→ The problem
Repeat the first line of the listing and each line after it, exactly, through the line containing "(This bug report".

★ ★ ★ ★

Issue #579, opened 2026-08-03
Concurrent downloader fails signed URLs due to extra remainder and hedged range requests


need-tech-support:
**Describe the bug**

(This bug report is written with assistance from an AI assistant)

The concurrent downloader fails with signed/request-sensitive range URLs after the primary ranges have downloaded successfully because it makes additional HTTP requests.

In the observed download, Surge selected three workers. The three primary ranges completed, but the 4 KiB-aligned chunk calculation left a small fourth remainder task. As workers became idle, the balancer also issued speculative hedged requests for the remaining parts of active ranges. The server returned HTTP 404 for these additional requests. Surge retried the 404 and then marked the download as failed with only the small remainder task incomplete.

The initial URL was valid: the metadata probe returned `206 Partial Content`, range support and a valid total size, and all three primary ranges downloaded successfully. The attached log has been sanitized: the filename, download token, cookie, referer and local path have been replaced with non-sensitive values. The service hostname and byte counts have been retained because they are relevant to reproducing the request pattern.

**To Reproduce**

1. Use the browser extension to add an authenticated, signed or request-sensitive URL from a server that supports HTTP ranges.
2. Use concurrent downloading with three workers and the default dial hedging configuration.
3. Download a file whose size is not evenly divisible by the aligned worker chunk size.
4. Wait for the primary ranges to approach completion.
5. Observe Surge create a small remainder task and speculative hedged requests after workers become idle.
6. If the server rejects these additional requests, observe `unexpected status: 404: permanent HTTP error` and the entire download enter the error state despite the primary ranges having completed.

This can be reproduced without a private download by using a mock range server that permits the `bytes=0-0` metadata probe and N primary data ranges, but returns 404 for additional or duplicate data-range requests.

Take note this issue occurs in Rapidgator, and using aria2c for the same link yields no issues.

**Expected behavior**

With N workers, Surge should divide the initial download into exactly N ranges, adding any division/alignment remainder to the final range instead of creating another HTTP request.

A failed speculative hedge should not fail the download if the original worker successfully completes the same range. There should also be a setting to disable runtime `HedgeWork` independently of `dial_hedge_count`, which currently controls connection prewarming only.

An error classified as `ErrPermanentHTTP` should not pass through the generic worker retry loop.

**Screenshots**

Not attached because the download list displays the private filename. The debug log contains the relevant event sequence.

**Logs**

Attached: `debug.log`.

[...]

PR #550, opened 2026-07-24
fix(tls): thread --tls-ca-file and --insecure-tls through the download engine

SuperCoolPencil:
## Problem

Fixes #549.

`--tls-ca-file` and `--insecure-tls` were wired into the remote-API HTTP client (`service.NewHTTPTransport`) but not into the `NetworkPool` used by the probe and download engines. The transport was created with a bare `http.Transport` and no `TLSClientConfig`, silently ignoring both flags for every actual download.

Alpine Linux's `ca-certificates` package does not include the `Microsoft TLS RSA Root G2` root, so downloading from `download.microsoft.com` (Windows SDK, etc.) fails with:

```
tls: failed to verify certificate: x509: certificate signed by unknown authority
```

## What changed

| File | Change |
|---|---|
| `internal/utils/tls.go` *(new)* | `BuildTLSConfig(caFile, insecure)` — shared helper that **appends** to the system pool rather than replacing it |
| `internal/service/http_client.go` | `newTLSConfig` delegates to `utils.BuildTLSConfig` — removes 30 lines of duplication |
| `internal/types/config.go` | `TLSCAFile` / `TLSInsecure` added to `RuntimeConfig`; `WithTLS()` overlay helper |
| `internal/transport/network.go` | Pool key includes TLS fields; `AcquireTransport` accepts 2 new params; `createNewTransport` sets `TLSClientConfig` |
| `internal/probe/probe.go` | Forwards TLS fields from `runCfg` to `AcquireTransport` |
| `internal/strategy/concurrent/downloader.go` | `setupNetwork()` forwards TLS from `d.Runtime` |
| `internal/strategy/single/downloader.go` | `Download()` forwards TLS from `d.Runtime` |
| `internal/orchestrator/manager.go` | `DownloadRequest` carries the flags; overlaid via `WithTLS()` at probe and download-record build |
| `internal/scheduler/manager.go` | Mirror-probe inline config copies TLS fields |
| `cmd/root_downloads.go` | Both `DownloadRequest` constructions inject CLI globals |
| `docs/USAGE.md` | Global flags table + new **TLS / Certificate Troubleshooting** section |

## Key design choices

- **Append, not replace**: `BuildTLSConfig` calls `x509.SystemCertPool()` and appends the user's PEM. Adding the Microsoft root doesn't break verification for any other host.
- **Pool-keyed by TLS config**: Downloads with different CA files or insecure flags get separate transport instances — correct isolation, no cross-contamination.
[...]

PR #581, opened 2026-08-04
fix(concurrent): avoid extra initial remainder request

snowyukitty:
## Summary

- cap new parallel downloads at one initial range per actual worker
- fold division/alignment remainder into the final primary range
- leave saved resume tasks and sequential chunking unchanged

## Why

The aligned chunk size can leave a small (N+1)th remainder task after N primary ranges. Request-sensitive signed URLs can reject that extra HTTP range request even though the primary ranges are valid.

## Testing

- `go test ./internal/strategy/concurrent -run '^(TestInitialRangesStayWithinWorkerRequestBudget|TestTaskRangeAssignment)$' -count=1`
- `go test ./internal/strategy/concurrent -count=1`
- `go vet ./...`
- `go test ./internal/lint/... -count=1`
- `go build ./...`
- all Go packages except `cmd` and `internal/probe` (the two reproduced Windows baseline failures)

`go test ./... -count=1 -timeout 90s` passed every other package. On this Windows host, `cmd` still fails its dummy batch-editor test and `internal/probe` still reports a DNS resolver goroutine; both failures reproduce on the audited base. The race detector was unavailable because the host has no CGO toolchain, WSL, or running Docker daemon.

## Coordination

This patch touches `internal/strategy/concurrent/downloader.go` alongside open #550 and #580. Both current merge trees are clean, and the concurrent package passes on each combined tree.

Addresses the initial partitioning case in #579. Runtime hedging, permanent HTTP retry handling, and connection prewarming remain out of scope.

Assistance disclosure: This contribution was developed with AI assistance (OpenAI Codex).

## Summary by CodeRabbit

* **Performance**
  * Improved parallel download task allocation to respect the configured worker limit.
  * Reduced unnecessary task creation while preserving complete file coverage.
  * Improved handling of uneven file sizes, small downloads, and single-worker transfers.

* **Bug Fixes**
  * Corrected byte-range assignment for concurrent and signed-range downloads.
  * Ensured remainder data is included in the final download task without creating extra requests.
  * Ensured downloads fully cover the requested file without invalid or empty ranges.

### DIFF
--- a/internal/strategy/concurrent/chunk_test.go
+++ b/internal/strategy/concurrent/chunk_test.go
@@ -23,6 +23,7 @@ func TestTaskRangeAssignment(t *testing.T) {
 		numConns  int
 		wantChunk int64
 		wantTasks int
+		wantLast  int64
 	}{
 		{
 			name:      "Exact division",
@@ -30,6 +31,7 @@ func TestTaskRangeAssignment(t *testing.T) {
 			numConns:  4,
 			wantChunk: 25 * utils.MiB,
 			wantTasks: 4,
+			wantLast:  25 * utils.MiB,
 		},
 		{
 			name:     "Uneven division",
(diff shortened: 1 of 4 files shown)


SuperCoolPencil:
Thanks so much @snowyukitty 🚀

Issue #591, opened 2026-08-08
Bug: Errored downloads show as completed with 0% progress after restart


SuperCoolPencil:
When the Surge application is restarted, downloads that were previously in an 'errored' state are incorrectly displayed as 'completed' with 0% progress. They should instead retain and accurately display their 'errored' state upon restart.

superGekFordJ:
At first glance, this seemed like it might be related to PR #580, so I investigated it. It turns out the engine layer's backend persistence seems to be working fine (it correctly saves `Status: "error"`)

So I had my AI help investigate the TUI layer, and we found that the problem likely stems from the error state not being passed through properly. Specifically, in `internal/tui/model.go` (`InitialRootModel`), the `case "error":` block sets `dm.done = true` and `dm.started = true`, but it never populates `dm.err`. 

Here is a potential patch that might fix the issue, perhaps you could give it a try:
```patch
diff --git a/internal/tui/model.go b/internal/tui/model.go
index b4ee627..de99c4b 100644
--- a/internal/tui/model.go
+++ b/internal/tui/model.go
@@ -1,6 +1,8 @@
 package tui
 
 import (
+	"errors"
+
 	"github.com/SurgeDM/Surge/internal/orchestrator"
 	engineprogress "github.com/SurgeDM/Surge/internal/progress"
 
@@ -412,6 +414,11 @@ func InitialRootModel(serverPort int, currentVersion string, service service.Dow
 				case "error":
 					dm.done = true
 					dm.started = true
+					if s.Error != "" {
+						dm.err = errors.New(s.Error)
+					} else {
+						dm.err = errors.New("download failed")
+					}
 				case "pausing":
 					dm.pausing = true
 					dm.started = true
```

While looking into this, I also noticed a related gap: the orchestrator does persist an error message to the database, but `internal/service/local_service.go` currently drops the `Error` field when building `DownloadStatus`, so the message never actually reaches the frontend. It might be worth forwarding it through the service layer as a follow-up.

anudeepd:
Implemented in PR #595. 

Error messages and metadata now persist through the event/service/CLI layers, and TUI startup restores errored downloads instead of showing completed at 0%. Full Go suite and changed-package race checks pass.

SuperCoolPencil:
Closed by #596

PR #596, opened 2026-08-11
fix: persist and display download errors through restart

superGekFordJ:
Hey there,

Following up on the ideas discussed in issue #591, it seems the bug stems from a few gaps in the error persistence and display chain: the `Error` field isn't persisted on `EventError`/`EventComplete` finalization failures, it's dropped during `GetStatus`/`List` reads, and `dm.err` isn't populated in the TUI during startup restoration.

I want to thank PR #595 for providing some great inspiration on how to tackle this. However, its simplified approach to `EventError` persistence unfortunately introduces some regressions to the core download logic. Specifically, it doesn't preserve chunk-level resume metadata via `SaveStateWithOptions` (meaning errored downloads can't be resumed), and its field-merge logic doesn't distinguish task-backed snapshots, which can overwrite legitimate `Downloaded=0` states.

So, building on the initial issue discussion and the inspiration from #595, I've put together a minimal patch here. It correctly persists the `Error` string on `EventError` (including handling the `existing == nil` case) and finalization failures, propagates it through `GetStatus`/`List` to the TUI, sets `dm.err` during startup restoration, and handles the `cp.GetError()` TOCTOU race. The store layer (`store/state.go`) and the delicate resume-snapshot logic (`SaveStateWithOptions`) are left completely untouched—this patch simply adds the `Error` field to the existing `AddToMasterList` calls, intentionally leaving the heavy lifting for backend state merges to PR #580.

This makes the fix completely independent but highly complementary to #580. Let's use this minimal patch to close the gap on the display side.

*(P.S. If this gets merged first, resolving the git conflict for PR #580 will be straightforward. The fallback branch in #580's `EventError` handler can just absorb the nil-handling and `Error` assignments introduced here. I'll gladly take care of rebasing #580 once this is in!)*

## Summary by CodeRabbit

* **Bug Fixes**
  * Download failures now preserve their underlying error messages and relevant details.
  * Failed downloads are recorded automatically when needed.
  * Status, history, and terminal views now accurately show failed downloads and their error messages.
  * A clear fallback message is displayed when no specific error is available.
* **Tests**
  * Added coverage for error persistence, status reporting, history, and terminal interface behavior.

### DIFF
--- a/internal/orchestrator/events.go
+++ b/internal/orchestrator/events.go
@@ -241,6 +241,7 @@ func (mgr *LifecycleManager) StartEventWorker(ch <-chan types.DownloadEvent) {
 					URLHash:      urlHash,
 					DestPath:     destPath,
 					Filename:     filename,
+					Error:        err.Error(),
 					Status:       "error",
 					TotalSize:    m.Total,
 					Downloaded:   m.Total,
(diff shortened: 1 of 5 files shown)


SuperCoolPencil (approved):
Thanks as always :D

SuperCoolPencil (approved):
The code changes look excellent. They properly persist error messages to the database and correctly expose them to the UI, along with good test coverage handling both legacy and new behavior. I have also verified that the tests pass and there are no linting issues.

Issue #109, opened 2014-11-24
rethinking the architecture


afeld:
For those not familiar with [the CAP project](https://18f.gsa.gov/dashboard/project/C2/), we are managing approval workflows for different groups in the executive branch, at the moment focusing on [purchase card](https://smartpay.gsa.gov/about-gsa-smartpay/tax-information/purchase-card) holders getting approvals from supervisors.

We have multiple clients needing approval workflows, but all are sending different information through different templates. One group, for example, is "forwarding" [GSA Advantage](https://www.gsaadvantage.gov/) carts (which copies the order information into the email), whereas another is (in the near term) going to be sending a work order as a spreadsheet. With the current architecture, the size of this codebase will grow linearly with the number of different groups (specifically, the number of types of workflows) we need to support, in terms of parsers, templates, etc.

We need to start splitting the generalized approval functionality from the client-specific functionality. More specifically, let's separate the email templates from the approval logic, so that C2 (or whatever we rename this central piece to) knows nothing about Navigator, carts, etc). The central piece would essentially be a state machine that

* Knows about approval groups/flows
* Sends notification emails
* Handles approvals/rejections
* Keeps an audit trail of activity

Options:

## API

Many of 18F's other projects are service/API-oriented, having a central server which our clients can communicate with through REST.

### Pros

* Improvements effective for everyone immediately
* Theoretically minimal setup burden for new clients
* Centralized place for reporting

### Cons

* We have to be more careful about breaking changes
* Single point of failure
* Handling of attachments more difficult

### Open questions

* How are the templates specified? We could:
    * Have an admin UI where they provide [Liquid](http://docs.shopify.com/themes/liquid-documentation/basics)/[Mustache](http://mustache.github.io/) templates, then have them POST the values to be filled in for each thing to be approved
    * Have them send the HTML to be included in the email in the POST

## Gem/[Engine](http://guides.rubyonrails.org/engines.html)

In this setup, each client would create a new Rails/Rack app that includes the common functionality as a gem.

### Pros

* They have full control over their app
* The information is stored in their database, meaning they can debug/query the data more easily
* The shared component only upgrades when they explicitly tell it to

### Cons

* Additional setup per client
* They have to manage their own infrastructure, including
    * Database
    * Email sending/handling
* The have to use Ruby
* They have to upgrade the shared component manually
* Engines/Railties aren't widely used...there may be a good reason

---

Questions? Thoughts? Alternative ideas?

afeld:
Closing as stale.

PR #127, opened 2014-12-15
[#89168592] create a Proposal model

afeld:
I have been thinking about [how to generalize](https://github.com/18F/C2/issues/109) the app, and short of actually splitting the application into multiple pieces, this PR splits a Proposal model out from Cart. The medium-term goal is to separate any GSA Advantage-specific logic from that dealing with the overall workflow and approvals. After this, I plan to create [a new API](https://www.pivotaltracker.com/story/show/77296838) for Proposals (not Carts), which can be used by Navigator, WHSC, etc.


app/models/proposal.rb
```diff
@@ -0,0 +1,13 @@
+class Proposal < ActiveRecord::Base
+  has_one :cart
```
cmc333333: Is there an equivalent that'd allow zero or one?

afeld: Yep, `has_one` does that, though probably worth noting that it won't always be present in an inline comment. Good call!

app/controllers/communicarts_controller.rb
```diff
@@ -24,7 +24,10 @@ def send_cart
   end
 
   def approval_reply_received
-    cart = Cart.where(external_id: params['cartNumber'].to_i).where(status: 'pending').first
+    cart = Cart.joins(:proposal).where(
+      external_id: params['cartNumber'].to_i,
```
cmc333333: Should the external id be on the proposal, eventually?

afeld: Not every Proposal will have one, but I could see it being useful for enough use cases that we should keep it in there. On the other hand, it might be more clear if it's on the use-case-specific tables, e.g. the `cl_number` (?) for NCR, or the `concur_voucher_id` if we were handling travel requests. Thoughts?

afeld:
Had a couple train rides worth of downtime – updated!

cmc333333:
Seems like a good step towards your goal. Let me know if I can help integrating this with the workflow piece.

db/migrate/20141214220050_create_proposals.rb
```diff
@@ -0,0 +1,37 @@
...
+      t.timestamps
+    end
+    add_reference :carts, :proposal
+
+    reversible do |dir|
+      Cart.reset_column_information
+
+      dir.up do
+        Cart.find_each do |cart|
+          cart.create_proposal!(
```
afeld: Note that it's keeping the same `id` on the carts, so none of the other references need to change.

afeld:
Phew, ok, updated. Feels like this was a lot of work for what it was, but I am still _fairly_ confident about the direction of having a Proposal model and then distinct models for each use case. Someone mind taking another look-see?

cmc333333:
:+1: from me -- I'd like to see this merged soon so it doesn't drift too far from master. I don't feel confident enough to merge myself, though.

@phirefly - when you get a chance, review and merge?

phirefly:
We'll probably need a backfill script. Any in the works?

db/migrate/20141214220050_create_proposals.rb
```diff
@@ -0,0 +1,37 @@
+class CreateProposals < ActiveRecord::Migration
+  def change
+    create_table :proposals do |t|
+      t.string :status
+      t.string :flow
+      t.timestamps
+    end
+    add_reference :carts, :proposal
```
phirefly: Will NCR be of type Cart? Would it be worthwhile to name that appropriately at this point? I'm also happy with capturing that in a separate story.

db/migrate/20141214220050_create_proposals.rb
```diff
@@ -0,0 +1,37 @@
...
+
+    reversible do |dir|
```
phirefly: Scratch my `backfill` comment. Here it is. ;)

db/migrate/20141214220050_create_proposals.rb
afeld: For the moment, yes. My plan was to deal with splitting the Cart into use-case-specific models separately.

afeld:
Updated! Not sure if I succeeded in *simplifying* anything though :confused: To minimize the number of changes, I left all the state-related calls to the Cart (`approve!`, `rejected?`, etc.), but this required jumping through some hoops to get the delegation to work. Moving the Approval-related stuff (the relationships and the methods) to the Proposal later will help.

phirefly:
:shipit:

★ ★ ★ ★

→ Result of this exercise
Issue #579, opened 2026-08-03
Concurrent downloader fails signed URLs due to extra remainder and hedged range requests


need-tech-support:
**Describe the bug**

(This bug report is written with assistance from an AI assistant)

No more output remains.